§ TASK BRIEF:
Of the lines below, report only those that contain "dEnv".

━━━━━━━━━━

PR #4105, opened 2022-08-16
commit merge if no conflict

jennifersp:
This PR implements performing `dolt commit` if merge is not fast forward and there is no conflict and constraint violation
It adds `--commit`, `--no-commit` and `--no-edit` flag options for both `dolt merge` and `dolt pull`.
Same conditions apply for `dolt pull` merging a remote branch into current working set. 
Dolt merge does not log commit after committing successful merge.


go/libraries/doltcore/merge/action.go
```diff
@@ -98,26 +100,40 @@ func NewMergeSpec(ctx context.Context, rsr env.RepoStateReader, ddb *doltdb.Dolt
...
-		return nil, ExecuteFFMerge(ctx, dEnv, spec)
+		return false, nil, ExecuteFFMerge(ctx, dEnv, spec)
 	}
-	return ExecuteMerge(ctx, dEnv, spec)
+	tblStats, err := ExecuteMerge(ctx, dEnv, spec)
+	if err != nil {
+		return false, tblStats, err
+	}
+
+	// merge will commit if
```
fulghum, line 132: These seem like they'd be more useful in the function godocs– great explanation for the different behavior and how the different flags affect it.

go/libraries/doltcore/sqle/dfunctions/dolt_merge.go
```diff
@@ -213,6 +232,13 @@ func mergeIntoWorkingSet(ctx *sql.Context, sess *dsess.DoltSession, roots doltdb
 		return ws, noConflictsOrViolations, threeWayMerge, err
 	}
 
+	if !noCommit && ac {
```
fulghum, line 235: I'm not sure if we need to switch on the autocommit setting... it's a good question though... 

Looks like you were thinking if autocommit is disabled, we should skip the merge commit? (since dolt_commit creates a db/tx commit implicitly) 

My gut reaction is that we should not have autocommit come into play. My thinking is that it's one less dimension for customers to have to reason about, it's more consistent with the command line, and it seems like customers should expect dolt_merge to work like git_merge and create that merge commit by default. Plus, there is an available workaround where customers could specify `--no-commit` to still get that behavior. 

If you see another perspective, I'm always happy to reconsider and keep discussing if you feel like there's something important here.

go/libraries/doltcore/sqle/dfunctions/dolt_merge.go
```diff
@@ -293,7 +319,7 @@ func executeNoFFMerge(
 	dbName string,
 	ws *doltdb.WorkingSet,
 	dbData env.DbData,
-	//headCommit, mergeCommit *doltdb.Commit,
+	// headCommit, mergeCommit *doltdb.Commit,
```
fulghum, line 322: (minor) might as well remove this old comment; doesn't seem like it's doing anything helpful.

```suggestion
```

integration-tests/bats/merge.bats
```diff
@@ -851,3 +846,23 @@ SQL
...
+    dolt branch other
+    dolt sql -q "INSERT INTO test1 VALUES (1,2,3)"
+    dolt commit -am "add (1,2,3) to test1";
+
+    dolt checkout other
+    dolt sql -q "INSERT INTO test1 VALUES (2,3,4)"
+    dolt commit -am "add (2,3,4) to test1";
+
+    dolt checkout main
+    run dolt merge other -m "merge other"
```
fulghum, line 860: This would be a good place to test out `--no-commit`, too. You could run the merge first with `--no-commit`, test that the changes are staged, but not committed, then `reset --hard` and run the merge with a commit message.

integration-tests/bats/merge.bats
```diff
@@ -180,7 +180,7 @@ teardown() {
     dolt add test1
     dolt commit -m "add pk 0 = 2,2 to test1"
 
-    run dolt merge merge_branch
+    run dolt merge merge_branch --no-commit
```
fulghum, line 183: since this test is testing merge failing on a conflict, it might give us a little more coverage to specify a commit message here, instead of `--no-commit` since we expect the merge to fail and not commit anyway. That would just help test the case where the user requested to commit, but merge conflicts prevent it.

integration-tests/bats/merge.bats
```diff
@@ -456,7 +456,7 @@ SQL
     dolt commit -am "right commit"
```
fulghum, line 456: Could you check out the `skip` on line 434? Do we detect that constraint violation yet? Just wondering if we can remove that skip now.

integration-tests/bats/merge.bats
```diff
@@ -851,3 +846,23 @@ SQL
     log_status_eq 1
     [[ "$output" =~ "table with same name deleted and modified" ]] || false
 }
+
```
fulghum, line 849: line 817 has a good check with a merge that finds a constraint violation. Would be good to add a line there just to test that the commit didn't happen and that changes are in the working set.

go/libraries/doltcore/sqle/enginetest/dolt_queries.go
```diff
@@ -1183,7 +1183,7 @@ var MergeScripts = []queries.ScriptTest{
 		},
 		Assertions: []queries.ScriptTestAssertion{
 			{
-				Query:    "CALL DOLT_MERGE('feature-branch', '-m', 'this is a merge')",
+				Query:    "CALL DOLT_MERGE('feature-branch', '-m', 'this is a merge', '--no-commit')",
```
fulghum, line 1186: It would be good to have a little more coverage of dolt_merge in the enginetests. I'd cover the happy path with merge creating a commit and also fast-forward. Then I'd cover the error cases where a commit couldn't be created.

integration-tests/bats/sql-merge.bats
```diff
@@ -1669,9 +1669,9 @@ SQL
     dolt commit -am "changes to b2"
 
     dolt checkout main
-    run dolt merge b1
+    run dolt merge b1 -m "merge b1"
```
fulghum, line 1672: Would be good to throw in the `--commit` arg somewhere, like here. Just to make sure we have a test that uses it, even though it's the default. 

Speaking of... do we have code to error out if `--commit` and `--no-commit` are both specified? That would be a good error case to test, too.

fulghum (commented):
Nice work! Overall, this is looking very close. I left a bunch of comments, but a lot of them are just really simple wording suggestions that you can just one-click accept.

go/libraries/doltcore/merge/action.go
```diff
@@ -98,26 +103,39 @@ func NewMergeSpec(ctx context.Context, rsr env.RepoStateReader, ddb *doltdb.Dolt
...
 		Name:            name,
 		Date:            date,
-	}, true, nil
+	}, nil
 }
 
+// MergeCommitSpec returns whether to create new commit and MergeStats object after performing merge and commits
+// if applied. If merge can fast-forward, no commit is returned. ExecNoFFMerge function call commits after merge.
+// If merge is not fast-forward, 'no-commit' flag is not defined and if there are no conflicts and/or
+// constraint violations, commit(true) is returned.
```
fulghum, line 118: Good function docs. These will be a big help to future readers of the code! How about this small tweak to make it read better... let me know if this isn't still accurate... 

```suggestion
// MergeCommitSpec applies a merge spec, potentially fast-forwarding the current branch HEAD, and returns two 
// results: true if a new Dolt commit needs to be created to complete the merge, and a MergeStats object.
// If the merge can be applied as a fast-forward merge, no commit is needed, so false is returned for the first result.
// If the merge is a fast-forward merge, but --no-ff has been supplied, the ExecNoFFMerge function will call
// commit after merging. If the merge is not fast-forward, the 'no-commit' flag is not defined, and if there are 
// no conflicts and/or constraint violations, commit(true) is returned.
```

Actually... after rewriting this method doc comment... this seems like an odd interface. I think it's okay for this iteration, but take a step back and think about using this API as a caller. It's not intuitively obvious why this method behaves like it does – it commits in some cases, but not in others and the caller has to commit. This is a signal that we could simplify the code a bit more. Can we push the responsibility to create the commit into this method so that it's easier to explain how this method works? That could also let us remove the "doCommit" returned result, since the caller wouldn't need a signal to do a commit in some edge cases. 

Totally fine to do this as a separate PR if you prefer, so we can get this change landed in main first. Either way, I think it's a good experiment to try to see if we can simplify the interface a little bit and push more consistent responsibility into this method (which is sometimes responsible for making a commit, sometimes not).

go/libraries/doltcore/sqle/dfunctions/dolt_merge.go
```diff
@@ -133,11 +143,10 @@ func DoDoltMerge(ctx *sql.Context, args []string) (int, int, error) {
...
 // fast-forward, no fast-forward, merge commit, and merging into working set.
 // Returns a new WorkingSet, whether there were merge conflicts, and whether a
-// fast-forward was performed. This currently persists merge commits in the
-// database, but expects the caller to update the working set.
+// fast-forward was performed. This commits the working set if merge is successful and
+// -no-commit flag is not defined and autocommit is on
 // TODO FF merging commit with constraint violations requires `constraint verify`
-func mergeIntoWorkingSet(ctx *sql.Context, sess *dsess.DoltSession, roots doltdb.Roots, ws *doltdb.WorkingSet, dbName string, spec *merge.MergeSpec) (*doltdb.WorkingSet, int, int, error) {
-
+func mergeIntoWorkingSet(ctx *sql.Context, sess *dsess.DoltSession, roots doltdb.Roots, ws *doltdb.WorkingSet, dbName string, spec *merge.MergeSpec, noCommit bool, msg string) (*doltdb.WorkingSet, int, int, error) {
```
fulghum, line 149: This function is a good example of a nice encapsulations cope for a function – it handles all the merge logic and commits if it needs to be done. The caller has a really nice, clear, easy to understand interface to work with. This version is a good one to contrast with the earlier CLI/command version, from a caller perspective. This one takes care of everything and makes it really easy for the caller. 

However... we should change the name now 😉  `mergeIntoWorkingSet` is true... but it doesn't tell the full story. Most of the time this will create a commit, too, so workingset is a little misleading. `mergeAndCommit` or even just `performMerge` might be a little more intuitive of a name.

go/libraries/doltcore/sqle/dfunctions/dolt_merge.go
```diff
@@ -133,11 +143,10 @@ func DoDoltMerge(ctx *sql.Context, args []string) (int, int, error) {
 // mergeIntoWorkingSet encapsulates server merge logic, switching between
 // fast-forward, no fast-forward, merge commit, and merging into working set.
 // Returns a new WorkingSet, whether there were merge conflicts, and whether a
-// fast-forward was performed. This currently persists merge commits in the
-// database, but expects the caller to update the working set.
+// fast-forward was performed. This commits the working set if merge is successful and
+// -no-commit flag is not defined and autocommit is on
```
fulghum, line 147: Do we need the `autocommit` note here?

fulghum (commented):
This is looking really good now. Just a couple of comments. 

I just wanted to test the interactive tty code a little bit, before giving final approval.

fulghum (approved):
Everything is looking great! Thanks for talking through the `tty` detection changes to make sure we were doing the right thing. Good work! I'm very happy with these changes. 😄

━━━━━━━━━━

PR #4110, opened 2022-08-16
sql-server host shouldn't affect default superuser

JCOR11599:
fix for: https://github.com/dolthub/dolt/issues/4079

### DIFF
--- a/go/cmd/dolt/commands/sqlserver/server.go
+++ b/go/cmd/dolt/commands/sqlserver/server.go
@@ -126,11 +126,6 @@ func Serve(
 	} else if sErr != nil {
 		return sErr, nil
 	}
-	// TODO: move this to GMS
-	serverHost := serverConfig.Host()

━━━━━━━━━━

§ OUTPUT OF THE EXERCISE:
-		return nil, ExecuteFFMerge(ctx, dEnv, spec)
+		return false, nil, ExecuteFFMerge(ctx, dEnv, spec)
-	return ExecuteMerge(ctx, dEnv, spec)
+	tblStats, err := ExecuteMerge(ctx, dEnv, spec)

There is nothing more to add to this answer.